Could this be a matter of believing God incapable of working miracles?

This may be a by-product of the way that we hold to cessationism. I believe that the sign gifts have ceased because God no longer chooses to prove the authority of men to speak for him. What I hear from some cessationists, though, make it sound like it would be wrong for God to implement sign gifts again. Since sign gifts are miraculous, and God doesn't do sign gifts anymore, we infer that he doesn't do miracles. And this affects our expectation of answered prayer.

Thursday, March 29, 2007 8:20 AM

Charlie wrote:  Well, it certainly could be an example of not believing God is capable of doing miracles, but I certainly feel like I do not believe that. I completely believe that he is capable and that sometimes he does. I'm just not convinced that he is going to do so on a regular basis. I disagree with the Third Wave movement that says that if we are not seeing healings on a regular basis something is wrong. But I do pray that would heal people, because that is what I want to happen. I do rather think that we should be at least honest in our prayer life. I really want these people to be healed, therefore I am going to ask God for that. Obviously, we cannot expect God to give us all that we want, and we have to use discernment, but it does seem good to express your desires in prayer. Anyway,  Brian, do you expect to see miraculous healings on a regular basis? Can we only pray for something if we have a fairly strong assurance that God is going to do it?

Thursday, March 29, 2007 8:46 AM

Eric wrote: 

I think that the question of how God answers prayer is a really tough one.  We have so many examples of Scripture where we are told to pray for healing (James 5) and told the "Prayer of faith will heal the sick". 
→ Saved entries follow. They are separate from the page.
PR #741, opened 2022-08-11
[crypto] Add Pedersen Commitments and Range Proofs

punwai:
This PR exposes new APIs for Pedersen Commitments and Bulletproofs range proofs. We expose the functionality to:

- Create Pedersen Commitment for some value and blinding factor
- Add and subtract Pedersen Commitments
- Create a Range Proof for some value and blinding factor
- Verify a Range Proof for some Pedersen commitment, given the range

The APIs will be exposed as native functions in Sui Move.

### DIFF
--- a/crypto/src/bulletproofs.rs
+++ b/crypto/src/bulletproofs.rs
@@ -1,28 +1,38 @@
+// Copyright (c) 2022, Mysten Labs, Inc.
+// SPDX-License-Identifier: Apache-2.0
 use std::ops;
 
-use bulletproofs::{PedersenGens, BulletproofGens, RangeProof};
-use curve25519_dalek_ng::{scalar::Scalar, ristretto::{RistrettoPoint, CompressedRistretto}};
+use bulletproofs::{BulletproofGens, PedersenGens, RangeProof};
+use curve25519_dalek_ng::{
+    ristretto::{CompressedRistretto, RistrettoPoint},
+    scalar::Scalar,
+};
 use merlin::Transcript;
 use once_cell::sync::OnceCell;
-use serde::{Serialize, Deserialize, de};
+use serde::{de, Deserialize, Serialize};
 
 use crate::traits::ToFromBytes;
 
-// 
+//
 // Pedersen commitments
-// 
+//
+
+const PEDERSEN_COMMITMENT_LENGTH: usize = 32;
 
 #[derive(Debug, Clone)]
 pub struct PedersenCommitment {
     point: RistrettoPoint,
-    bytes: OnceCell<[u8; 32]>,
+    bytes: OnceCell<[u8; PEDERSEN_COMMITMENT_LENGTH]>,
 }
 
 impl PedersenCommitment {
     ///
     /// Creates a new Pedersen commitment from a value, and a blinding factor
     ///
-    pub fn new(value: [u8; 32], blinding_factor: [u8; 32]) -> Self {
+    pub fn new(
+        value: [u8; PEDERSEN_COMMITMENT_LENGTH],
+        blinding_factor: [u8; PEDERSEN_COMMITMENT_LENGTH],
+    ) -> Self {
         let generators = PedersenGens::default();
         let value = Scalar::from_bits(value);
         let blinding = Scalar::from_bits(blinding_factor);
@@ -59,20 +69,17 @@ impl ops::Sub<PedersenCommitment> for PedersenCommitment {
 
 impl AsRef<[u8]> for PedersenCommitment {
     fn as_ref(&self) -> &[u8] {
-        self.bytes.get_or_init(|| {
-            self.point.compress().to_bytes()
-        })
+        self.bytes.get_or_init(|| self.point.compress().to_bytes())
     }
 }
 
 impl ToFromBytes for PedersenCommitment {
     fn from_bytes(bytes: &[u8]) -> Result<Self, signature::Error> {
-        if bytes.len() != 32 {
+        if bytes.len() != PEDERSEN_COMMITMENT_LENGTH {
             return Err(signature::Error::new());
         }
         let point = CompressedRistretto::from_slice(bytes);
-        let decompressed_point = point.decompress()
-            .ok_or(signature::Error::new())?;
+        let decompressed_point = point.decompress().ok_or_else(signature::Error::new)?;
 
         Ok(PedersenCommitment {
             point: decompressed_point,
@@ -85,7 +92,7 @@ impl Serialize for PedersenCommitment {
     fn serialize<S>(&self, serializer: S) -> Result<S::Ok, S::Error>
     where
         S: serde::Serializer,
-    { 
+    {
         let bytes = self.as_ref();
         serializer.serialize_bytes(bytes)
     }
@@ -97,8 +104,7 @@ impl<'de> Deserialize<'de> for PedersenCommitment {
         D: de::Deserializer<'de>,
     {
         let bytes = Vec::deserialize(deserializer)?;
-        PedersenCommitment::from_bytes(&bytes[..])
-            .map_err(|e| de::Error::custom(e.to_string()))
+        PedersenCommitment::from_bytes(&bytes[..]).map_err(|e| de::Error::custom(e.to_string()))
     }
 }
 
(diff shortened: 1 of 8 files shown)


crypto/src/tests/secp256k1_tests.rs
```diff
@@ -258,11 +258,11 @@ proptest::proptest! {
 
         // same recovered pubkey are recovered
         let recovered_key = signature.sig.recover(&hashed_msg).unwrap();
-        let recovered_key_1 = signature_1.recover_verifying_key(message).expect("couldn't recover pubkey");
+        let recovered_key_1 = signature_1.recover_verify_key(message).expect("couldn't recover pubkey");
         assert_eq!(recovered_key.serialize(),recovered_key_1.to_bytes().as_slice());
 
-        // same signatures produced from both implementations
-        assert_eq!(signature.as_ref(), ToFromBytes::as_bytes(&signature_1));
+        // // same signatures produced from both implementations
```
punwai, line 264: Changes in versioning changes k256's signing implementation.

crypto/src/bulletproofs.rs
```diff
@@ -0,0 +1,290 @@
...
+        let pc_gens = PedersenGens::default();
+        let bp_gens = BulletproofGens::new(64, 1);
+        let mut prover_transcript = Transcript::new(b"doctest example");
+
+        let blinding = Scalar::from_bits(blinding);
+        let bounding: u64 = u64::max_value();
+        let new_value = value + (bounding - upper_bound);
+
+        // Create a 64-bit rangeproof.
+        let (proof, _) = RangeProof::prove_single(
```
punwai, line 154: Every proof is created in 0 ... 64 range

crypto/src/bulletproofs.rs
```diff
@@ -0,0 +1,263 @@
...
+
+impl AsRef<[u8]> for PedersenCommitment {
+    fn as_ref(&self) -> &[u8] {
+        self.bytes.get_or_init(|| self.point.compress().to_bytes())
+    }
+}
+
+impl ToFromBytes for PedersenCommitment {
+    fn from_bytes(bytes: &[u8]) -> Result<Self, signature::Error> {
+        if bytes.len() != 32 {
```
akichidis, line 71: Could you please extract the number `32` to a const so we avoid [magic numbers](https://www.codebyamir.com/blog/software-anti-patterns-magic-numbers#:~:text=A%20magic%20number%20is%20a,so%20they%20should%20be%20avoided.) ?

crypto/src/bulletproofs.rs
```diff
@@ -0,0 +1,263 @@
...
+}
+
+impl BulletproofsRangeProof {
+    // Prove that commited value is within the range [0, 2^64)
+    pub fn prove_bound(
+        value: u64,
+        blinding: [u8; 32],
+    ) -> Result<(PedersenCommitment, Self), signature::Error> {
+        let pc_gens = PedersenGens::default();
+        let bp_gens = BulletproofGens::new(64, 1);
```
akichidis, line 141: Same comment as above, I would suggest extracting value `64` to a const

crypto/src/bulletproofs.rs
```diff
@@ -0,0 +1,263 @@
...
+        let mut prover_transcript = Transcript::new(b"mysten");
```
akichidis, line 142: Not familiar with the `Transcript` but as far as I understood this is being used for domain separation. In this case do we want to go with `mysten` or rather the specific project (ie `narwhal`). I mean is this effectively allow the proofs to work across our products (ex assuming SUI is also using the same domain). We might (or not) want that. Apologies if my observation is totally off - not familiar with the  foundation.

 Many years ago I did some research on the power of prayer and found that many studies have been done in this area.  The remarkable thing is that the statistically speaking, prayer was demonstrated in the studies that I read to be more effective than treatment.  I wish I could remember the names of the key studies off the top of my head, but perhaps I can pull them out when I get home later tonight.

Those studies and the Scripture stand juxtapose our experiences where we have been disappointed by God's responses to our prayers for the impossible.
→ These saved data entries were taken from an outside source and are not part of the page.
PR #742, opened 2022-08-11
[fix] certificate waiter test

akichidis:
Removed `Ignore` too as this now works and should be executed as part of the unit tests.


huitseeker (approved):
🙏

PR #744, opened 2022-08-11
Input registry to restarter

asonnino:
The restarter should take the registry as input rather than re-creating a new one every time.


akichidis (approved):

huitseeker (approved):
This makes sense to me!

I suspect that the problem is not one of God's response but our perspective.  If I pray for the healing of a terminally ill person, and they die, did God fail me?  Or did God choose to heal them by taking them home? We pray that people won't die, but wouldn't Christ say that they are already saved, worry not over the loss of their body?  We pray that we might have faith to endure trials and that God would bring us out of our personal nightmare, but isn't God's response often, "My child this is how I will create the faith you need to endure."

Was the point of Christ's instruction to his disciples, that if they had the faith of a mustard seed God would answer, refering to their lack of faith?  Or was the purpose of that teaching to demonstrate that God's response is not based on the quantity or quality of their faith?

Thursday, March 29, 2007 10:12 AM

Brian wrote: 

My purpose in writing this post was not to encourage Baptist revival/healing servies. I want us to pray with our true desires laid out before God. I don't like how I hedge my prayers in order to avoid disappointment. I don't like how we do this corporately either, but it is easier to tell everyone else that they are wrong.

Our faith is that God is a person who can choose to respond to our prayers by his own free will. Prayer is an activity of submission to God. We express our desires to God without reservation, and we accept whatever answer he gives. The prayer offered in faith will not call God a liar or deny his goodness if we don't like the answer. When we pray in faith, we learn to interpret the outcome according to the Bible's testimony about God's character. When I prayer that time in college, I had a Godly professor who showed me how to interpret the outcome correctly, but I rejected that and my faith suffered ever after.